16. April, 2010 · 3 Kommentare

Internet, Medien, Blogs
“Was wir über die Welt in der wir leben wissen, wissen wir aus den Massenmedien” — keine Chance für den “Bürgerjournalismus”, urteilt Thomas Strobl (weissgarnix).

Das meiste in seinem Artikel kann ich nur unterschreiben — die Massenmedien werden auch in Zukunft die entscheidende Instanz und Produzent von Nachrichten bleiben. Die Bemerkung ist wichtig: Produzent. Denn es ist in der Tat nicht so, dass die Medien bloß Mittler sind zwischen einer “Welt da draußen” und dem “neugierigen Leser” (bzw. Zuschauer, Zuhörer).

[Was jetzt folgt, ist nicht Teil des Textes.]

PR #4783, opened 2024-01-14
Unsubscribe from ActionCable on link cleanup

ball-hayden:
An `Observable` should return a cleanup function.

We should return a function to unsubscribe, rather than return an object which isn't callable.

### DIFF
--- a/javascript_client/src/subscriptions/ActionCableLink.ts
+++ b/javascript_client/src/subscriptions/ActionCableLink.ts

Die Debatte, die in “Foren, Blogs und Tweets” weitergeht, ist — so gesehen — nur eine Fortführung der Themen, die durch die Großen der Branche in die Welt gesetzt wurden. Man kann diese bunte Landschaft sehr wohl als Bereicherung ansehen (was ich tue), aber vielleicht eben nicht als die große Revolution, die die Funktionsweise des Medienbusiness grundlegend ändern wird.

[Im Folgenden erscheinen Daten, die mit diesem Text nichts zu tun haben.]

PR #4790, opened 2024-01-17
"How complexity scoring works" guide

gmac:
A frequent source of confusion internally. This summarizes the nuances of the complexity scoring process for the benefit of all.


guides/queries/complexity_and_depth.md
```diff
@@ -10,6 +10,46 @@ index: 4
 
 GraphQL-Ruby ships with some validations based on {% internal_link "query analysis", "/queries/ast_analysis" %}. You can customize them as-needed, too.
 
+## Prevent deeply-nested queries
```
gmac, line 13: Moving depth up so to keep complexity topics next to each other.

rmosolgo:
Thanks for writing this up!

Es gibt trotzdem einen wesentlichen Punkt:

Dass die Massenmedien die entscheidende Instanz sind, wenn es um die breite Öffentlichkeit geht, ist eigentlich eine Tautologie, denn man muss schließlich die Massen erreichen. Aber wenn es um kleinere Interessengruppen geht, verschieben sich die Kräfteverhältnisse zum Teil dramatisch. Oder wenn es darum geht, wer in Zukunft Massenrelevanz haben wird, sind viele “klassische” Barrieren durch die neuen digitalen Möglichkeiten gefallen.

Man denke etwa an die US-Medienlandschaft: Selbstverständlich sind die Flagschiffe wie die New York Times oder Washington Post keinesfalls versunken. Sie werden vielmehr auf unabsehbare Zeit die wichtigsten Instanzen bleiben. Aber so mancher Blog hat — meist noch in seiner Nische — eine bereits so hohe Reichweite, dass er sich quasi Massenmedium nennen kann. Zumindest verglichen mit der entsprechenden Sparte bei den “klassischen” Großen.

Das ist also noch möglich. Ich wiederhole mich: um Massenmedium zu spielen, muss man auch die entsprechende Reichweite haben. Es geht schlicht um Quantität. Man merkt aber, dass in diesem Prozess die “Neuen” grundsätzlich auf die bewährten Strukturen und Methoden zurückgreifen: Redaktion, Qualitätskontrolle, Marke, Marketingteam …. Mit einem Wort, wieder wenig Revolutionäres, und von einer neuen Funktionsweise des Medienbusiness ist nicht viel zu spüren.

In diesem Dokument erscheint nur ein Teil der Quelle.